Alberto Diez de la Varga 

AREA RESEARCH GROUP INSTITUTE
Chemistry Inorganic and Organometallic Molecules with Transition Metals (MIOMeT) Faculty of Science
My research career

I graduated with a degree in Chemistry from the University of Valladolid. At the same university, I obtained my masters and a PhD in Chemistry in 2016. After working as a postdoctoral researcher at the University of Burgos for almost two years, I moved to Strasbourg, where I worked as a postdoctoral researcher at the University of Strasbourg - C.N.R.S. for one year. I then moved to Paris, where I worked as a postdoctoral researcher at the University of Paris-Saclay for more than a year.

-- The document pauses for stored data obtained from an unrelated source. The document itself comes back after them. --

PR #1879, opened 2023-06-04
Fix zero slice step

### LINKED ISSUE #1833: Edge case in slice step of Lists
Slice step 0 not checked.

```
def g():
    lst:list[i32] = [0, 1, 2, 3, 4, 5, 6, 7, 8, 9]
    print(lst[0:10:0])
g()

(lp) faze-geek@DESKTOP-497JDCU:~/lpython/lpython$ python try.py
    print(lst[0:10:0])
          ~~~^^^^^^^^
ValueError: slice step cannot be zero
(lp) faze-geek@DESKTOP-497JDCU:~/lpython/lpython$ ./src/bin/lpython try.py
[]
```

kabra1110:
Fixes #1833.
I have added the check for any slice step. This holds for strings and lists.
Are there places where zero step is allowed? (I don't think so.)

### DIFF
--- a/src/lpython/semantics/python_ast_to_asr.cpp
+++ b/src/lpython/semantics/python_ast_to_asr.cpp
@@ -3469,7 +3469,8 @@ public:
                     throw SemanticError("slice indices must be integers or None", tmp->loc);
                 }
                 ASR::expr_t* val = ASRUtils::expr_value(ASRUtils::EXPR(tmp_step));
-                if (val != nullptr && ASR::down_cast<ASR::IntegerConstant_t>(val)->m_n == 0) {
+                int64_t const_value = 1;
+                if (ASRUtils::is_value_constant(val, const_value) && const_value == 0) {
                     throw SemanticError("slice step cannot be zero", tmp_step->loc);
                 }
                 ai.m_step = ASRUtils::EXPR(tmp);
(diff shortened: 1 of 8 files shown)


src/lpython/semantics/python_ast_to_asr.cpp
```diff
@@ -3455,9 +3455,14 @@ class CommonVisitor : public AST::BaseVisitor<Struct> {
             }
             if (sl->m_step != nullptr) {
                 this->visit_expr(*sl->m_step);
+                ASR::asr_t *tmp_step = tmp;
                 if (!ASRUtils::is_integer(*ASRUtils::expr_type(ASRUtils::EXPR(tmp)))) {
                     throw SemanticError("slice indices must be integers or None", tmp->loc);
                 }
+                ASR::expr_t* val = ASRUtils::expr_value(ASRUtils::EXPR(tmp_step));
+                if (val != nullptr && ASR::down_cast<ASR::IntegerConstant_t>(val)->m_n == 0) {
```
Thirumalai-Shaktivel, line 3463: You can also use `is_value_constant`, but this is also fine, I think.
LGTM!

czgdp1807 (changes requested):
Address https://github.com/lcompilers/lpython/pull/1879/files#r1217472487 and then it should be good.

czgdp1807 (approved):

Finally, in 2022, I returned to the University of Valladolid as a postdoctoral researcher, within the framework of the María Zambrano Grants for the Re-qualification of the Spanish University System. I joined the MIOMeT research group in the Faculty of Science, where I am currently developing my research activity.

My research

Study both the synthesis and characterisation of planar and non-planar aromatic species and the emerging physico-chemical properties of the new materials they form, with potential optoelectronic properties of interest. Unfortunately, conventional fluorophores such as aromatic hydrocarbons are prone to aggregate or adsorb unspecifically, especially in aqueous media. This fact limits the investigation of isolated molecular systems. The rational design of materials in which the building blocks are incorporated by self-assembly of small molecules allows the study of possible excimers formed between a few stacked chromophore units, being able to modulate their relative orientation or the distance that separates them. The cucurbit[8]uryl (CB[8]) molecule is able to dynamically connect up to two units (host or guest) via ternary complex formation. The development of a host-receptor methodology, based on new supramolecular heterotetrameric inclusion complexes between CB[8] and two chromophore-functionalised units as guests, provides useful adducts for the study of different optoelectronic properties such as singlet fission or two-photon absorption.

My vision is to be a reference not only in obtaining new and more efficient materials for electronic and photovoltaic applications but also in the study and characterisation of their properties.